Le community manager et son besoin d’influence !

Le community manager et son besoin d’influence !

Klout Score TangCe n’est pas la première fois que l’on me demande mes références en matière de Klout, Peerindex et autres Kred. Pourtant, je me disais que mon offre et mes références terrain étaient plus pertinentes. Bon, je les fournis évidemment, il semble qu’elles attestent d’une certaine dextérité à l’usage des techniques du web. Bien qu’elles n’aient que peu de rapport, même avec une mission de community management de base. Et puis l’influence, c’est une sorte de concept quelque peu abstrait. Que dire du community manager  et de son besoin d’influence.
Faisons un point!

Cherche community manager : Klout et Peerindex 50 mini, Kred 580 mini !

Je croise sur les réseaux beaucoup de personnes, community manager et autre profil, qui s’interrogent sur l’intérêt des indicateurs d’influence.
Klout, Kred, Peerindex sont au menu des conversations et posent le débat.
Sont ils suffisants, importants, essentiels ? Sont ils un critère de choix dans la recherche d’un community manager ?
Quelque soit l’indicateur utilisé, même si les résultats diffèrent, il est bien clair qu’il affichent tous, faute de compétence académique reconnue, une aptitude à user des réseaux sociaux.
Pour le reste, cela peut être un bon pansement pour celles et ceux en manques de reconnaissance, ou à l’ego levé aux hormones.

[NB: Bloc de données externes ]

Issue #299, opened 2019-03-12
Implement a cursor for dragged tokens


rkathey:
Currently, the cursor vanishes while dragging a token around the map.

At the very least it would show you where MapTool thinks the cursor is, which might make solving the drift a bit easier

Jaggeroth:
Making the cursor visible while draging has more implications than I expected.

If snap-to-grid is off, then its fine.

If snap-to-grid is on, then the token needs to move in sync with the cursor rather than jump from cell to cell. Otherwise it looks just plain odd. Which means you probably want a grayscale version of the token, showing where the snap-to-grid token will drop.

Anyone know of examples of good drag UI in other systems?

JamzTheMan:
Wait, doesn't it do that now?

JamzTheMan:
In other news, for 2.0 I'd like to change/add a new method of movement, and instead let you click a token the click where you want it to go. It helps the AI out and you can add in a "GM approval" stage.

I'd like to do a little more of a MMO style system like Pathfinder Kingmaker.

Azhrei:
I _really_ like the current drag scheme because I get to see the distance traveled.  If you want to switch to a click-to-start and click-to-end approach, I'll need mouse movement events to show the distance that will be traveled.

Phergus:
Don't we effectively have click-to-move already?  Right-click on a token.  Select Move and then position pointer where you want to go and click.  Shows path and distance without the normally spazzy behavior from using the mouse.

JamzTheMan:
Eh? Hmm, um. [Needs to load up MapTool]

And ya, there's a few options we code do. We could even turn on a "show cost on every cell" up to your "movement" so you could see where u could get in 1 move action equiv, accounting for Terrain.

But getting off topic, sorry.

Azhrei:
Lol, good point, Phergus.  But yes, off topic for "show cursor" issue...

Jaggeroth:
I intend to submit a change that does the following to token drag behaviour:
1) Cursor no longer disappears.
2) Snap-to-grid tokens will follow the cursor just like free position tokens. Users will know where the token will drop by the path shading.

This will make it easier ti diagnose Token Drift #300 
People thought this was how it behaved anyway ;)
I will leave finding a nice cursor to later (as most of ours are a bit long in the tooth now).

JamzTheMan:
There is code that does the "greyscale/shaded token" in the drag n drop event unless you want a generic cursor then? Are you going to hide the token why moving?

[...]

PR #372, opened 2019-03-24
Change token drag behaviour

Jaggeroth:
Change for Issue #299 
Cursor remains visible while dragging token.
Snap-to-grid tokens don't jump between cells.
Path indicates where token will be placed.

Please test. I think this is a case where we over-thought the behaviour. Its far easier to use like this imo.

---
This change is [Reviewable](https://reviewable.io/reviews/rptools/maptool/372)


Jaggeroth:
No code added. Deletes only :)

Que reprocher à ces Klout, Peerindex et autre Kred quand on est CM?

La première chose, d’évidence ce sont les mots choisis.
Influence sent un petit côté réseau de papa, réseau des anciens.
Pourtant, on ne peut dire que ce soit le sens que ces indicateurs veuillent donner de leurs outils de mesure.
Ils cherchent plutôt à décrire une visibilité web, une capacité d’interaction, même si la qualité de cette capacité n’est pas réellement sondée.

La deuxième, c’est de ne pas faire consensus.

Rejetés par les uns, savourés par les autres, ils sont souvent poussés hors du débat.
Une recherche rapide m’a fait constater une relation fonctionnelle amusante.
Plus les community managers avaient, manifestaient de recul avec ces indicateurs, plus ils avaient tendance à considérer leur utilité de moindre importance.
Et plus le niveau de leurs propres indicateurs étaient peu élevés.

Troisième reproche, ils ne mesurent pas tout !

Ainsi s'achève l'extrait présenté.